In the entries below, filter for the word "AbstractNodeClient" and copy every matching line.

#### The input ####

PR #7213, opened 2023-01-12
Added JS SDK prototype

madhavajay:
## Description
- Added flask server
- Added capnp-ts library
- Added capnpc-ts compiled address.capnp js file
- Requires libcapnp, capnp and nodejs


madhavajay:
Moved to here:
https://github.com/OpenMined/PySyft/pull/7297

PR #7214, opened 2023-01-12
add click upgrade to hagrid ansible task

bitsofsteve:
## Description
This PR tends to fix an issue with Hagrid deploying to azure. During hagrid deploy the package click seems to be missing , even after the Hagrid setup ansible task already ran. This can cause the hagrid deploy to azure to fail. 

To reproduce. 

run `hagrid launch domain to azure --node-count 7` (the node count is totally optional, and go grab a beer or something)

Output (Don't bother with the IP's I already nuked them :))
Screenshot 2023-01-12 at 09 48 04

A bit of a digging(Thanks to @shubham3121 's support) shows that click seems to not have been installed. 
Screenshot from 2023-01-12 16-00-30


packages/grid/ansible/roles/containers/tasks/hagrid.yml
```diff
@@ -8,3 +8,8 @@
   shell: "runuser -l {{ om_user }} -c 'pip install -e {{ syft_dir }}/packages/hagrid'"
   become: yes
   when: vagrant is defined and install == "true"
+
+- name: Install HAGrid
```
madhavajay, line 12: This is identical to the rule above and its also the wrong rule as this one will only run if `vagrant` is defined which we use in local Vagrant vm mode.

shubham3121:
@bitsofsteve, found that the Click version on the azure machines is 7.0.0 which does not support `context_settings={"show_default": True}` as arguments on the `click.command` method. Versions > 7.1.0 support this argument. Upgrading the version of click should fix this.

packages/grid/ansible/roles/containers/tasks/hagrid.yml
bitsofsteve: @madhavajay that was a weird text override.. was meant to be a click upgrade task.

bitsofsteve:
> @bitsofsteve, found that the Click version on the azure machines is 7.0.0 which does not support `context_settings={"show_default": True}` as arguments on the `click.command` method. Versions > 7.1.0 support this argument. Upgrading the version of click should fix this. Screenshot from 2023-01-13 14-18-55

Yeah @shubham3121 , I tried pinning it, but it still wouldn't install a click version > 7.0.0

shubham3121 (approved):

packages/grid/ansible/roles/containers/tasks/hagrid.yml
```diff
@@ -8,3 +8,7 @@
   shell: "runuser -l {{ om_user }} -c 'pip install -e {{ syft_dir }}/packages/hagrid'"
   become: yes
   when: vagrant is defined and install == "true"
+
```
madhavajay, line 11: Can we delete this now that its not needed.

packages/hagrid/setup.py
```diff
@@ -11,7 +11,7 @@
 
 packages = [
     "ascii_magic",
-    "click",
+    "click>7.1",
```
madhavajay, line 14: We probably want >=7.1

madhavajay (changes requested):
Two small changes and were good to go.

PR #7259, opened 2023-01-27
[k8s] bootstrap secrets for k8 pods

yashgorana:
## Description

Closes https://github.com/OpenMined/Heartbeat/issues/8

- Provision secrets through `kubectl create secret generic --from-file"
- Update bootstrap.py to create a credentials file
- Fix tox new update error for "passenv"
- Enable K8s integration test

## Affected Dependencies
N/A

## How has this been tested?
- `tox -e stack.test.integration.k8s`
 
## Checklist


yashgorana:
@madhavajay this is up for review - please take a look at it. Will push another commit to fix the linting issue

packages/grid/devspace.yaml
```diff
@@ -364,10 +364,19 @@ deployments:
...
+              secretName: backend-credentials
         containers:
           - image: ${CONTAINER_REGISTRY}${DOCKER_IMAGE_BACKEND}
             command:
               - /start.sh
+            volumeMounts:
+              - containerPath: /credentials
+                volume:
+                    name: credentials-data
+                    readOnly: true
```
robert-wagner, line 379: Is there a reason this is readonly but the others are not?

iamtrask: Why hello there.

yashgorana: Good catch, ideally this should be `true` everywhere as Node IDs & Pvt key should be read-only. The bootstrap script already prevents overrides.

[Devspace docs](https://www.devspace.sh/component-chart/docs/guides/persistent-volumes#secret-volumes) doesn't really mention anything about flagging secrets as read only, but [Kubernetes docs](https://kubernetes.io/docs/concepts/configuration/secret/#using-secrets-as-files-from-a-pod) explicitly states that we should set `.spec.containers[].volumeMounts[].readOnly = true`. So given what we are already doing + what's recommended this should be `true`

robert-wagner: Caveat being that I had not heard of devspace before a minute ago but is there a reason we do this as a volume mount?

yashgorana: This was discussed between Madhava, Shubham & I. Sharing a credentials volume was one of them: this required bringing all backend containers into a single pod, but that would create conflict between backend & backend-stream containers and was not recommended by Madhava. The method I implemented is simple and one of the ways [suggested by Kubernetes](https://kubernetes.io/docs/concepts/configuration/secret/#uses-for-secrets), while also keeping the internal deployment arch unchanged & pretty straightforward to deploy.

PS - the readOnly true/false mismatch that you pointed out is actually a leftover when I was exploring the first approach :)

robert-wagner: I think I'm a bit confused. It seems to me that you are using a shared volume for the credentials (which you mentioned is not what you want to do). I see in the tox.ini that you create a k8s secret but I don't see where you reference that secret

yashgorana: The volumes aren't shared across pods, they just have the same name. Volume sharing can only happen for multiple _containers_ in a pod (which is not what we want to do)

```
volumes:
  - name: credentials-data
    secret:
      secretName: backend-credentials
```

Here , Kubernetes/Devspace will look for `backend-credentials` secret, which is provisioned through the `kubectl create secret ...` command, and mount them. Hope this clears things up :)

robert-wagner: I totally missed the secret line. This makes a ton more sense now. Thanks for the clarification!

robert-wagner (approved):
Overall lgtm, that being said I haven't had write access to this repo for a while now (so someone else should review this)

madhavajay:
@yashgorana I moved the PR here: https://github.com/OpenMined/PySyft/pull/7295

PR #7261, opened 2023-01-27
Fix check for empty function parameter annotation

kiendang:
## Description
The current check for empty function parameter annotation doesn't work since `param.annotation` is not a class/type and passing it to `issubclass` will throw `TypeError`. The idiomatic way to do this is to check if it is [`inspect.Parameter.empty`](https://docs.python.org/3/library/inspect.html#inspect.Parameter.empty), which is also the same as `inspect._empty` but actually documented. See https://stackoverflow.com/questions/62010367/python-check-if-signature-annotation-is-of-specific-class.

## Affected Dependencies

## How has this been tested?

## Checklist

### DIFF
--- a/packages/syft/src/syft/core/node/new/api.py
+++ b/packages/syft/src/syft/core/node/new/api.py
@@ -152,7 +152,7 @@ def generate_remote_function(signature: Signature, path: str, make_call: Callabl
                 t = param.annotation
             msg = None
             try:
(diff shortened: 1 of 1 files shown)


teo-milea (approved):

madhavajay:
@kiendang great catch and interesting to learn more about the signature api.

####
#### The input ####

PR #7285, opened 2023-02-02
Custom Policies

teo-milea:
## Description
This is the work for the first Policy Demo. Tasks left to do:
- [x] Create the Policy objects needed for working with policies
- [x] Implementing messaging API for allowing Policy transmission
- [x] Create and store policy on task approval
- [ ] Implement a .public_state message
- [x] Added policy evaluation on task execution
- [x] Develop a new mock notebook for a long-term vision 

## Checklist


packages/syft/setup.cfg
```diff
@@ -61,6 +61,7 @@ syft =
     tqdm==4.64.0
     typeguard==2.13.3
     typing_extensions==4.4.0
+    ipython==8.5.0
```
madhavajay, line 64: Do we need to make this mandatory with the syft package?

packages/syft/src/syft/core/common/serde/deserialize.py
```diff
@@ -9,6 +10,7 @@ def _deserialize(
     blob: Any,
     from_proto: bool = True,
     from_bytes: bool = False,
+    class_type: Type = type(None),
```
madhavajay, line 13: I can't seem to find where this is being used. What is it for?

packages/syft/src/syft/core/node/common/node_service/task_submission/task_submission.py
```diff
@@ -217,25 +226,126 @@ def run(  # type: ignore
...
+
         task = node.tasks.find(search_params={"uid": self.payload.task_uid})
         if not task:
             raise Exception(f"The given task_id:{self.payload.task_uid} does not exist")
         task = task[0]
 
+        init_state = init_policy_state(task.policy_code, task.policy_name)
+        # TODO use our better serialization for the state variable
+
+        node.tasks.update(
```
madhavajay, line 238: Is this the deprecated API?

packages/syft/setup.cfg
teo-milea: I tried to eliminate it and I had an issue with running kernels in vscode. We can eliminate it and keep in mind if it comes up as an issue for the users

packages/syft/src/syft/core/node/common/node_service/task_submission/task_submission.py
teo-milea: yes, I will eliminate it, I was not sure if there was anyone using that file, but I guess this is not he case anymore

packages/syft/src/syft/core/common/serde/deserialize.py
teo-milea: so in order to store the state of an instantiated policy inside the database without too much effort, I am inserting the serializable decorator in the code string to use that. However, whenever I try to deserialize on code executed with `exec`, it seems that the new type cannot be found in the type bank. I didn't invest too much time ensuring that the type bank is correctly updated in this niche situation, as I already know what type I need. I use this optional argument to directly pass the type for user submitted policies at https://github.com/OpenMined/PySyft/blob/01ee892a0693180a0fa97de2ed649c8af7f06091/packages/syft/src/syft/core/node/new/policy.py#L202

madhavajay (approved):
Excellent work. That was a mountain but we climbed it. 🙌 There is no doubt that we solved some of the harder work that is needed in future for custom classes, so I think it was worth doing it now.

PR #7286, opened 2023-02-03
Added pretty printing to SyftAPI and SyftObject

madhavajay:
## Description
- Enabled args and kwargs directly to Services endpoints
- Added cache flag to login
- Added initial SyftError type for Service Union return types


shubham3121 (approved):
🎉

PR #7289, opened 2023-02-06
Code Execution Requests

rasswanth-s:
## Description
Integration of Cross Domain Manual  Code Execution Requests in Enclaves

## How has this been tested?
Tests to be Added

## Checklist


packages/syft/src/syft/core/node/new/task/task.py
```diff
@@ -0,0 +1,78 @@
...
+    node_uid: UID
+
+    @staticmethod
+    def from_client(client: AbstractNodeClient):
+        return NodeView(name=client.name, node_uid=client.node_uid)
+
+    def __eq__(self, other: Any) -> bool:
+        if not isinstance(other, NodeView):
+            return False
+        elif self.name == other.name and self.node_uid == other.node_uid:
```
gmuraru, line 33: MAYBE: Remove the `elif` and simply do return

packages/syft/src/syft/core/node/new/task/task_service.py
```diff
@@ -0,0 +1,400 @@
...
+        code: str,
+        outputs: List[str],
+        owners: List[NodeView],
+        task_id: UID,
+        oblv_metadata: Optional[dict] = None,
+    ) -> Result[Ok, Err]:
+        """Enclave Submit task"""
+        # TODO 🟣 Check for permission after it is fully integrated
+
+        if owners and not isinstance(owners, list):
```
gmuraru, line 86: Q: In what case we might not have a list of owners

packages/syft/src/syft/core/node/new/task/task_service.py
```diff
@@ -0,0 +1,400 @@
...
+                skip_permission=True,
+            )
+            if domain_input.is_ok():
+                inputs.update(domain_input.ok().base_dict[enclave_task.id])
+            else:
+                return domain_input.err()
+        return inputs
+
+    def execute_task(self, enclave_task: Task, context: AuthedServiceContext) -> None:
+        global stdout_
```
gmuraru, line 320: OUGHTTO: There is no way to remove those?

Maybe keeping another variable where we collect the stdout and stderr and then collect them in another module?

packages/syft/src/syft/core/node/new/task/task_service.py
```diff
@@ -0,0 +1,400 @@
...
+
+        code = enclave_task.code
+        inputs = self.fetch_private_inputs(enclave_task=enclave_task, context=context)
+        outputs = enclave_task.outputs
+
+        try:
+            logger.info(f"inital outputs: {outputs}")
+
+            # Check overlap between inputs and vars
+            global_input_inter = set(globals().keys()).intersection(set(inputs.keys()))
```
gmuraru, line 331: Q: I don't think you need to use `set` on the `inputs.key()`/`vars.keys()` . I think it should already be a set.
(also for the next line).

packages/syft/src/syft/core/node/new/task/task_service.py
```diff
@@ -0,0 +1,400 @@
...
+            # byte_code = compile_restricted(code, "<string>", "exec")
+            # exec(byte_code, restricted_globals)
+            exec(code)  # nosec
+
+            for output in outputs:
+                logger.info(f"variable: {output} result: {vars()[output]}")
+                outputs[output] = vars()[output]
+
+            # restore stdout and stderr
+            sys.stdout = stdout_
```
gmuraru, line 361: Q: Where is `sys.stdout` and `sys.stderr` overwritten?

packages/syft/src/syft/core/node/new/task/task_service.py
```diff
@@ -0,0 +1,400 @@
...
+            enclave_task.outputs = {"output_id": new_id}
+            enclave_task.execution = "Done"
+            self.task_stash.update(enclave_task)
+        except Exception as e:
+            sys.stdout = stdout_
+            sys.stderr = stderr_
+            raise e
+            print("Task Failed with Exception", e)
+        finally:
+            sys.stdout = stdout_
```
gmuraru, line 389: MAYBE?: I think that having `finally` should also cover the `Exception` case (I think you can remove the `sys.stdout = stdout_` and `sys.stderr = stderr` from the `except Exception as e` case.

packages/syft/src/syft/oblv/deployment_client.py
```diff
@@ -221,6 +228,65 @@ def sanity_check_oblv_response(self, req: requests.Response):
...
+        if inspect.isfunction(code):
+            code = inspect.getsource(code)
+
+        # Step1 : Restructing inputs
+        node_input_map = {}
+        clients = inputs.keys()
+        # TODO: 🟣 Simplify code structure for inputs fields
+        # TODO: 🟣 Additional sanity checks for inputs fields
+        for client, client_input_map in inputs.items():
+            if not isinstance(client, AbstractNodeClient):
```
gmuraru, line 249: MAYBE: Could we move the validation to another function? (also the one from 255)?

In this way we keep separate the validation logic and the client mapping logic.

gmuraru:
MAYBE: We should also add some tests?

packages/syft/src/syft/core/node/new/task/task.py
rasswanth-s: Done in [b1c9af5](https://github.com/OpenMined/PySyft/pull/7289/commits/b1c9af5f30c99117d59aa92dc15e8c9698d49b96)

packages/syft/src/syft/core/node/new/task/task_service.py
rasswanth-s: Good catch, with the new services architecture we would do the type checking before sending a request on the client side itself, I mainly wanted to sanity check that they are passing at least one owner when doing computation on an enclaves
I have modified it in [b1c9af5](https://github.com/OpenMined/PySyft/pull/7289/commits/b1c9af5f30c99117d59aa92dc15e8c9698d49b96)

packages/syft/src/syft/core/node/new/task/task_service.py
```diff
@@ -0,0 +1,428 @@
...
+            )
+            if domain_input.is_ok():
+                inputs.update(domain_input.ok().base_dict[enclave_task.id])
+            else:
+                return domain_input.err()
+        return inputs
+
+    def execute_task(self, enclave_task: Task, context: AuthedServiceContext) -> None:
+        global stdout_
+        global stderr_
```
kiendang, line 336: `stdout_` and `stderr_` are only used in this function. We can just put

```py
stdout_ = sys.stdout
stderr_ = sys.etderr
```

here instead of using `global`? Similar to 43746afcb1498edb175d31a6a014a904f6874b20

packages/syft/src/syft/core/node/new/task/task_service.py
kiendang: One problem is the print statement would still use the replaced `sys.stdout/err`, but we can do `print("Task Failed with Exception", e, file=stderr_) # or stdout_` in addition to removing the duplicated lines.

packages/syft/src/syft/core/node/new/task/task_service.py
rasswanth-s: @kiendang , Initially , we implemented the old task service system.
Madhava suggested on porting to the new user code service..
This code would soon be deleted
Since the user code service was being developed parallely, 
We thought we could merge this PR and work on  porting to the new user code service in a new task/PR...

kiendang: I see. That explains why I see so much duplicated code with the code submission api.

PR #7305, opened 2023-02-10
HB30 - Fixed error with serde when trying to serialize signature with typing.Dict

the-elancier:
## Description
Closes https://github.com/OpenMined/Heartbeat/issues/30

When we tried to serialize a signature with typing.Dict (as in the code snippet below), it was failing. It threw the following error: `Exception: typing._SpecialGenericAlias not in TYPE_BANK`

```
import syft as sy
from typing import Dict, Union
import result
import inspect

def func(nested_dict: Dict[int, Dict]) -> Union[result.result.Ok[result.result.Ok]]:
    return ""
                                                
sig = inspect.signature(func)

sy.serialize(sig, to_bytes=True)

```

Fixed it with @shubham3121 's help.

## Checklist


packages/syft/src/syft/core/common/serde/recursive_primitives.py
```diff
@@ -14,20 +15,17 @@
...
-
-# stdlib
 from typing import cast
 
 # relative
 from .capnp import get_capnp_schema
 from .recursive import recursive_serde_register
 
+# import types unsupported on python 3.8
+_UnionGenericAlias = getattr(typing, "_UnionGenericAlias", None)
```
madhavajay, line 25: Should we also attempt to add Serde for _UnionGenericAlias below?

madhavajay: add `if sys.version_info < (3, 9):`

####
#### The input ####

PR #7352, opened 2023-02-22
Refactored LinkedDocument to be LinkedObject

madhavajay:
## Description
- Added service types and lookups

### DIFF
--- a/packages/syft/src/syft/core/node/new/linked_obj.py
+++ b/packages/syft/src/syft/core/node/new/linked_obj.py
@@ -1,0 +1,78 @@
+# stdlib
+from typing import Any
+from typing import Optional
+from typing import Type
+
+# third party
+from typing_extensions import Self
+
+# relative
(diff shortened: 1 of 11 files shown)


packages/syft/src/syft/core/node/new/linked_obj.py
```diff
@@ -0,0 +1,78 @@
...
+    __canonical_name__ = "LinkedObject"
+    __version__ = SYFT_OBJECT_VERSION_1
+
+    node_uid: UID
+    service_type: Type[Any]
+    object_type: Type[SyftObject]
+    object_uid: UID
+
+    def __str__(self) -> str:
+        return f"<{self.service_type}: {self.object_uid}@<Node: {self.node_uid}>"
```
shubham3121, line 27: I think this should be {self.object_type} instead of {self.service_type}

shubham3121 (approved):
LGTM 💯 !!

####

**Exercise result:**
+    def from_client(client: AbstractNodeClient):
+            if not isinstance(client, AbstractNodeClient):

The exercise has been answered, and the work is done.